Since it is terminating decimal expansion so, it is a rational number.

43.123456789 = \(\frac{43123456789}{1000000000}\)

q = 1000000000= 10^{9}

= (2 × 5)^{9} = 2^{9} × 5^{9}

Prime factors of q is of the form 2^{m} × 5^{n} where, m and n are non-negative integers.

(ii) 0.120120012000120000…..

Since it is non-terminating non-repeating decimal expansion so, it is an irrational number.

(iii) \(43 . \overline{123456789}\)

Since it is non-terminating but repeating decimal expansion so, it is a rational number.

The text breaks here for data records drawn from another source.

PR #947, opened 2019-08-26
API Add a `extra_requirements_i18n_javascript` config option to allow additional client side translations to be included

maxime-rainville:
This adds a convenience config option to allow developers to override our own translation with their own.

# Parent issue
* https://github.com/silverstripe/silverstripe-framework/issues/9137

### DIFF
--- a/code/LeftAndMain.php
+++ b/code/LeftAndMain.php
@@ -216,9 +216,9 @@ class LeftAndMain extends Controller implements PermissionProvider
      *
      * YAML configuration example:
      * <code>
-     * LeftAndMain:
+     * SilverStripe\Admin\LeftAndMain:
      *   extra_requirements_javascript:
-     *     - mysite/javascript/myscript.js
+     *     - app/javascript/myscript.js
      * </code>
      *
      * @config
@@ -234,9 +234,9 @@ class LeftAndMain extends Controller implements PermissionProvider
      *
      * YAML configuration example:
      * <code>
-     * LeftAndMain:
+     * SilverStripe\Admin\LeftAndMain:
      *   $extra_requirements_i18n_javascript:
-     *     - mysite/client/lang
+     *     - app/client/lang
      *     - my-company/my-module:client/lang
      * </code>
      *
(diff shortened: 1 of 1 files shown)


code/LeftAndMain.php
```diff
@@ -693,9 +712,34 @@ protected function init()
...
+        Versioned::set_stage(Versioned::DRAFT);
+
+        // Set default reading mode to suppress ?stage=Stage querystring params in CMS
+        Versioned::set_default_reading_mode(Versioned::get_reading_mode());
+    }
 
+    /**
+     * Go through the `extra_requirements` config option and require them.
+     */
+    private function extraRequirements(): void
```
maxime-rainville: I only added this method for readability.

code/LeftAndMain.php
```diff
@@ -226,6 +226,25 @@ class LeftAndMain extends Controller implements PermissionProvider
...
 
+    /**
+     * Register additional translation sources to be included in the CMS client side code.
+     * This can be use to override SilverStripe translations. This configuration option
+     * expects a list of browser accessible directories that can be pass to
+     * {@link Requirements::add_i18n_javascript()}.
+     *
+     * YAML configuration example:
+     * <code>
+     * LeftAndMain:
```
robbieaverill:
```suggestion
     * SilverStripe\Admin\LeftAndMain:
```

code/LeftAndMain.php
```diff
@@ -226,6 +226,25 @@ class LeftAndMain extends Controller implements PermissionProvider
...
+     *   $extra_requirements_i18n_javascript:
+     *     - mysite/client/lang
```
robbieaverill:
```suggestion
     *     - app/client/lang
```

We haven't used mysite for a few minor releases now, may as well not keep documenting it in examples

maxime-rainville:
I agree it doesn't 100% fix the original issue. Since we already have config option for adding extra CSS and extra JS, I think it makes some sense to have one for adding extra translations.

emteknetnz:

maxime-rainville:
Where do we actually use JS translation string in the front end? The only place I could think off is the login-form module.

I still think this PR is worth merging as-is, because it basically extend the existing `extra_requirements_css`/`extra_requirements_javascript` logic to a similar use case.

robbieaverill:
React components in the CMS use them, and userforms on the frontend does also

maxime-rainville:
Humm ... OK back to the drawing board.

PR #948, opened 2019-08-27
FIX implement tinyMCE repaint

NightJar:
When a TinyMCE instance is moved in the DOM, most especially if it is
moved down the DOM tree, the content will disappear and many of the
interactions (toolbar buttons) will cease functioning as intended.

The only way to 'refresh' an instance seems to be to remove it then
re-add it, so this commit introduces this functionality to the repaint
method in entwine, meaning the editor will continue to use the same
config it was first instantiated with.

Ref: https://github.com/dnadesign/silverstripe-elemental/issues/692


robbieaverill:
Do you think we still need this patch @NightJar? Since we've delayed fixing the issue this was for, perhaps we should leave the method the way it is until it's looked at again?

NightJar:
Sure, no impact so not worth merging.

PR #949, opened 2019-08-28
BUG When using the esc key to exist a popover, refocus to the target element

maxime-rainville:
When using the Esc key to dismiss the popover, you probably want the focus to go back to element that was used the toggle the popover in the first place.

This spun out of a discussion on https://github.com/dnadesign/silverstripe-elemental/pull/724

# Related PR
* https://github.com/dnadesign/silverstripe-elemental/pull/727


client/src/components/PopoverOptionSet/PopoverOptionSet.js
```diff
@@ -16,20 +16,47 @@ class PopoverOptionSet extends Component {
...
     this.state = {
       searchValue: ''
     };
   }
 
   /**
-   * Pass toggle to parent (props requires a toggle function) and clear the search input
+   * Handle the toggle from the underlying react strap component.
    */
   handleToggle() {
```
maxime-rainville: React strap sends a event object to this method, so we couldn't just reuse it as is..

client/src/components/PopoverOptionSet/PopoverOptionSet.js
```diff
@@ -16,20 +16,47 @@ class PopoverOptionSet extends Component {
...
+    }
+  }
+
+  /**
+   * Move the focus back to the popover target
+   */
+  focusOnTarget() {
+    const { target } = this.props;
+    if (target) {
+      const el = reactstrapUtil.getTarget(target);
```
maxime-rainville: This [getTarget](https://github.com/reactstrap/reactstrap/blob/3df7c031830b92c5b9e0e8dc53b1ec80bec3dfa9/src/utils.js#L258) method is used internally by react strap to find the target.

It's explicitly exported by the library, so I think it's safe to use it.

client/src/components/PopoverOptionSet/PopoverOptionSet.js
maxime-rainville: I didn't want to alter the focus when the user clicks out of the popover, because that might cause some other element the user wants to interact with to loose their focus.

Let x = \(43 . \overline{123456789}\)

= 43.123456789123456789…. ……………..(i)

Multiplying both sides by 1000000000

1000000000 x = \(43123456789 . \overline{123456789}\) ……………..(ii)

Subtract (i) from (ii),

999999999 x= 43123456746

x = \(\frac{43123456746}{999999999}\)

q= 999999999

= 3 × 3 × 3 × 3 × 37 × 333667

Prime factorisation of q is not of the form 2^{m} × 5^{n}, where m and n are non-negative integers.